Identify the transcriptional regulatory factors of the P2X7 receptor - also offered as MBiomedSc
Supervisors: Dr Ben Gu, Professor James Wiley
Project Site: Ion channel & Human Disease, Florey Neuroscience Institutes, Level 1, Kenneth-Myer Building, Parkville
Contact: Ben Gu T: 03 9035 6317 E: ben.gu@florey.edu.au, James Wiley E: james.wiley@florey.edu.au
Project description: P2X7 is an ATP-gated purinergic receptor and plays a broad role in infection, inflammation, autoimmunity, neurodegeneration and oncogenesis. Several isoforms of P2X7 have been identified to be associated with cancer or other diseases. High expression of non-functional P2X7 has also been found in a broad range of tumour tissues. However, the transcriptional regulatory factors leading to these isoforms and non-functional P2X7 are unclear. This project will identify the transcriptional factors in the P2X7 promoter region, and how these transcriptional factors regulate production of P2X7 isoforms and non-functional P2X7. The results will provide insights on how cancer cells avoid removal by innate immunity.

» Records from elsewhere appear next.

PR #2828, opened 2024-11-22
Introduce intent URL param and make it change the default lobby behaviour

hughns:
Proposal: if the user is starting a call in widget mode then we should take them straight into the call rather than the lobby.

Otherwise, the widget host will have sent the call notify (which will have rung other people) but the person who started the call not actually joined yet... which is worked around in EW/ED at the moment.

Best viewed [without whitespace changes](https://github.com/element-hq/element-call/pull/2828/files?w=1).


fkwp:
sounds like a good plan

src/UrlParams.ts
```diff
@@ -263,10 +263,10 @@ export const getUrlParams = (
       "skipLobby",
       isWidget && intent === UserIntent.StartNewCall,
     ),
-    returnToLobby: parser.getFlagParam("returnToLobby"),
+    returnToLobby: isWidget ? parser.getFlagParam("returnToLobby") : true,
     theme: parser.getParam("theme"),
-    viaServers: parser.getParam("viaServers"),
-    homeserver: parser.getParam("homeserver"),
```
toger5: can we double check we do not use this for well know fetching (probably we just use the username for it but?)

robintown (approved):

src/UrlParams.ts
hughns: When working on another PR I noted that it came via `MatrixClient.getDomain()` which comes from the user ID at https://github.com/matrix-org/matrix-js-sdk/blob/349a86c119e6ac53d8d0677f6b6db5944c3ddcd1/src/client.ts#L1856-L1861

So, I think unaffected by this change.

PR #2831, opened 2024-11-22
Don't trigger keyboard shortcuts if modifiers are held

### LINKED ISSUE #2824: Keyboard shortcuts for sending emoji reactions breaks ability to change tab.
### Steps to reproduce

1. Open SPA in Chrome
2. Try to switch tab on macOS with cmd-1, cmd-2, etc
3. Discover they now send emoji reactions...

#### What did you expect?

Sending emoji reactions based on numbers would be fine. But if a modifer key is being pressed, it definitely shouldn't send, given it override basic things like changing tab.

### Operating system

macOS 15.1.1

### Browser information

Element Call version: v0.7.0

### URL for webapp

call.element.io

### Will you send logs?

No

robintown:
None of these keyboard shortcuts expect modifier keys, so they should in fact expect the absence of modifiers.

Closes https://github.com/element-hq/element-call/issues/2824

### DIFF
--- a/src/useCallViewKeyboardShortcuts.test.tsx
+++ b/src/useCallViewKeyboardShortcuts.test.tsx
@@ -93,6 +93,16 @@ test("reactions can be sent via keyboard presses", async () => {
   }
 });
 
+test("reaction is not sent when modifier key is held", async () => {
+  const user = userEvent.setup();
+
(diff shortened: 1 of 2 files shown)


hughns (approved):
👍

Techniques involved include molecular biology, including primer extension, transfection, fluorescent super electrophoresis mobility shift assay and chromotin-immunoprecipitation, as well as cell culture, flow cytometry.
Do circulating microvesicles from patients with multiple sclerosis (MS) disrupt the blood brain barrier (BBB)? - also offered as MBiomedSc
Supervisors: Dr. Ben J. Gu, Prof. James S. Wiley
Project Site: Florey Institute, Kenneth-Myer Building
Contact: Dr Brn Gu E: ben.gu@florey.edu.au Ph: 03 9035 6317
Project description: Breakdown of the blood brain barrier (BBB) precedes clinical symptoms of new lesions of MS and it is possible that high numbers of microvesicles in multiple sclerosis (MS) plasma are related to episodes of disruption of the BBB. The integrity of BBB will be studied using an in vitro model examining lymphocyte transmigration across confluent monolayers of cultured endothelial cells. Human umbilical vein endothelial cells (HUVECs) are grown to confluent monolayers in tissue culture plates and peripheral blood lymphocytes added to each well and incubated for 2-4 h. The HUVEC layer is washed 5 times with saline media, then fixed and examined by phase-contrast microscopy. Cells beneath the monolayer appear phase dark while adherent cells above appear phase light. The number of adherent and migrated cells are counted to give an index of efficiency of migration. To assess if microvesicles impair the integrity of the endothelial monolayer, the migration assay will be performed both in the absence and presence of plasma containing known concentrations of platelet derived microvesicles. Meanwhile, the lysosomal β-hesosaminidase activity will be measured in platelet poor plasma from 20 MS patients and 20 controls using a standard colourimetric assay. The microvesicle counts, β-hesosaminidase activity and the impact on lymphocytes transendothelial migration will be analysed in correlation. Results could provide evidence for a mechanism by which peripheral blood leukocytes infiltrate to brain in MS.
Techniques involved include cell culture, ultra-centrifugation, flow cytometry, fluorescent microscopy and biochemistry.